Let’s extend this abstract class with two subclasses using two different approaches to select a random value:

import random
 
class D4(Die):
    def roll(self) -> None:
        self.face = random.choice((1, 2, 3, 4))
 
class D6(Die):
    def roll(self) -> None:
        self.face = random.randint(1,6)

Now, let’s create another abstract class that represents a handful of dice. In some games, the rules require the player to roll all the dice, some two dice, some at most two dice. So, there are different rules that apply to a simple list of Die instances. Here’s a class that leaves the roll implementation as an abstraction:

from typing import Type
 
class Dice(ABC):
    def __init__(self, n: int, die_class: Type[Die]) -> None:
        self.dice = [die_class() for _ in range(n)]
 
    @abstractmethod
    def roll(self) -> None:
        pass
 
    @property
    def total(self) -> int:
        return sum(d.face for d in self.dice)
  • n is an integer representing how many dice are needed;
  • the type hint Type[Die] means that any subclass of the abstract base class Die is accepted. die_class is expected to be a class object (like Die or one of its subclasses, like D4 and D6), not an instance of that class.
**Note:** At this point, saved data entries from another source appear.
Issue #993, opened 2021-12-23
JavaDoc Hosting


TOTHT0MI:
### Request details

(I've searched a lot but couldn't find any requests related to this topic, so here I am, but sorry if it's a duplicate)

My **idea/request** is simple:

Host JavaDoc pages from the maven repo -javadoc.jar file as a static page in an iframe.
The iframe would be embedded in the main site on a separate route. (For security the headers would only allow iframes from the same-origin)
This feature would also introduce a separate badge that would show the version of the latest JavaDoc available for a specified artifact or N/A if there are no available ones.

If it detects that the published artifact has a Javadoc generated along with it, with RegExp for example; the backend could extract the HTML content with the following:
The -javadoc.jar file is actually just like a "zip", it only contains the HTML pages. By running the command: `jar xf *-javadoc.jar`, it will extract the jar's content into the folder it's in. (* would be the artifact name).

(P.S: I'd create a pull request and implement it myself, but I don't have much experience with Kotlin, Javalin, and especially with your codebase. Once I learn it - will probably do - I most likely come back and implement it myself, if someone else hasn't implemented it by that time)

dzikoysk:
Interesting! I think it could be great to somehow host these pages, but I don't think that the iframe concept is a good idea 🤔 Imo we should support this though standalone route repo.domain.com/javadocs/<artifact url>, it looks better and we can host it as a standard page (such as e.g. /swagger)

dzikoysk:
As I see you've forked Reposilite, keep in mind that #981 is quite breaking as it refactors a lot of things. I'd suggest to wait a little bit, because I'm about to finish it soon :)

TOTHT0MI:
Sure, thanks for notifying me!
I'm still going over how things are structured and interact with each other, and will only experiment at the moment, coming up with how to do it most efficiently. :)

So that breaking refactor will not be a problem, as I would implement it from scratch free of junk code after experimentation and after I've settled on a working solution.

dzikoysk:
Sure, let me know about confusing parts, I'd like to prepare quick page for people that don't know Kotlin to simplify contribution process. I'm quite sure that with such a post people that know Java should be able to learn Kotlin in about 5mins, as it works pretty much the same, it's all about this extra syntax sugar :)

dzikoysk:
>Will probably use the event system to listen for deploys and handle the JavaDoc extraction there.
Maybe move this entire thing into a plugin as an optional addon.

[...]

Issue #927, opened 2021-11-18
Replace Path based API & operations with abstract VirtualResource layer


dzikoysk:
### Request details

Benefits:
* Improves paths handling 
* Non platform dependent implementation
* Improves tracing and monitoring
* Corresponds better to the usage with various StorageProviders

PR #1017, opened 2022-01-02
GH-993 Initial commit of JavaDoc plugin

TOTHT0MI:
Initial commit of JavaDoc plugin prototype (functional), described in #993 :

- Added route /javadoc/repo/gav (at the moment gav must point to a javadoc.jar file directly: see TODO in JavadocRoute.kt)
- Created JavaDoc extractor (extracts the files from a javadoc.jar file either via command-line or programmatically; extracted docs are stored in workingdir/javadocs/repo/stripped-gav)
- JavaDoc is embedded in a index file using an iframe described in JavadocRoute.kt (this is so we can have buttons on top like: download javadoc, etc.)

Missing features:
- Handling of /latest & non direct gavs (ex.: com/group/artifact/version/index.html)
- Access Token handling
- Ability to download javadocs in a zip format (optional)


TOTHT0MI:
TODO: Remove shell command based extraction.

dzikoysk:
Changes on `main` related to #927 & #1018 may affect this PR, just fyi

TOTHT0MI:
IMO as an alpha release plugin should be done, there are many things that could be implemented in the future, tried to leave as much space as possible for those.

dzikoysk:
Could you try to pull out the logic from `JavadocRoute` (that probably should be called `JavadocEndpoints`) and move it to `JavadocFacade`? It's just a cleaner solution to separate reuqest handling and business logic, so we can's also provide unit & integration tests in the future :)

reposilite-plugins/javadoc-plugin/src/main/kotlin/com/reposilite/plugin/javadoc/DocExtractor.kt
```diff
@@ -0,0 +1,51 @@
...
+import java.io.File
+import java.io.IOException
+import java.nio.file.Path
+import java.util.jar.JarFile
+
+/**
+ * @author TOTHTOMI
+ * @version 1.0.0
+ * @since Dec. 27, 2021
+ */
```
dzikoysk, line 12: We don't really use authority comments, it's hard to maintain and doesn't provide valid data for long living projects - authors are listed in git history per each file :)

reposilite-plugins/javadoc-plugin/src/main/kotlin/com/reposilite/plugin/javadoc/DocExtractor.kt
```diff
@@ -0,0 +1,51 @@
...
+internal class DocExtractor {
+
+    @Throws(Exception::class)
```
dzikoysk, line 15: Error handling through exceptions is pretty much antipattern, sth like `Result<Unit, ErrorResponse/Exception>` might be a better choice

reposilite-plugins/javadoc-plugin/src/main/kotlin/com/reposilite/plugin/javadoc/JavadocPlugin.kt
```diff
@@ -0,0 +1,39 @@
...
+class JavadocPlugin : ReposilitePlugin() {
+
+    private lateinit var reposilite: Reposilite
+    private lateinit var javadocFolder: File
+
+    override fun initialize(): Facade? {
+        extensions().registerEvent(ReposiliteInitializeEvent::class.java) { event: ReposiliteInitializeEvent ->
+            logger.info("")
+            logger.info("--- javadoc plugin")
+            logger.info("JavaDoc plugin has been successfully loaded!")
```
dzikoysk, line 22: If plugin does not print any relevant data during startup, I think there is no point to add extra things like that here 🤔

reposilite-plugins/javadoc-plugin/src/main/kotlin/com/reposilite/plugin/javadoc/JavadocPlugin.kt
```diff
@@ -0,0 +1,39 @@
...
+
+            reposilite = event.reposilite
+            javadocFolder = File(reposilite.parameters.workingDirectory.toFile().absolutePath + File.separator + "javadocs")
```
dzikoysk, line 25: I think you can just use `reposilite.parameters.workingDirectory.resolve("javadocs")` and then use methods from `Files` class to operate on files using a new NIO api :)

reposilite-plugins/javadoc-plugin/src/main/kotlin/com/reposilite/plugin/javadoc/JavadocPlugin.kt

Now we’ll extend the Dice class with a subclass that implements the roll-all-the-dice rule:

class SimpleDice(Dice):
    def roll(self) -> None:
        for d in self.dice:
            d.roll()

Now we’ll create an instance of this class using 6 instances of D6 and we’ll calculate the sum of the faces after rolling this handful of 6 dice:

sd = SimpleDice(6, D6)
sd.roll()
sd.total # Output: 30 - each time you got a different number of course

Let’s extend the Dice class with another implementation:

from collections.abc import Set
 
 
class YachtDice(Dice):
    def __init__(self) -> None:
        super().__init__(5, D6)
        self.saved: Set[int] = set()
 
    def saving(self, positions: Iterable[int]) -> YachtDice:
        if not all(0 <= n < 6 for n in positions):
            raise ValueError("Invalid position")
        self.saved = set(positions)
        return self
 
    def roll(self) -> None:
        for i, d in enumerate(self.dice):
            if i not in self.saved:
                d.roll()
        self.saved = set()

Let’s see how this works:

>>> sd = YachtDice()
 
>>> sd.roll()
>>> sd.dice
[3, 3, 1, 4, 2]
 
>>> sd.saving([0, 1, 2]).roll()
>>> sd.dice
[3, 3, 1, 3, 4]

In this example, we saved the dice in positions 0, 1, and 2. When rolling the dice a second time, the first three dice remain unchanged, and only the last two are rolled.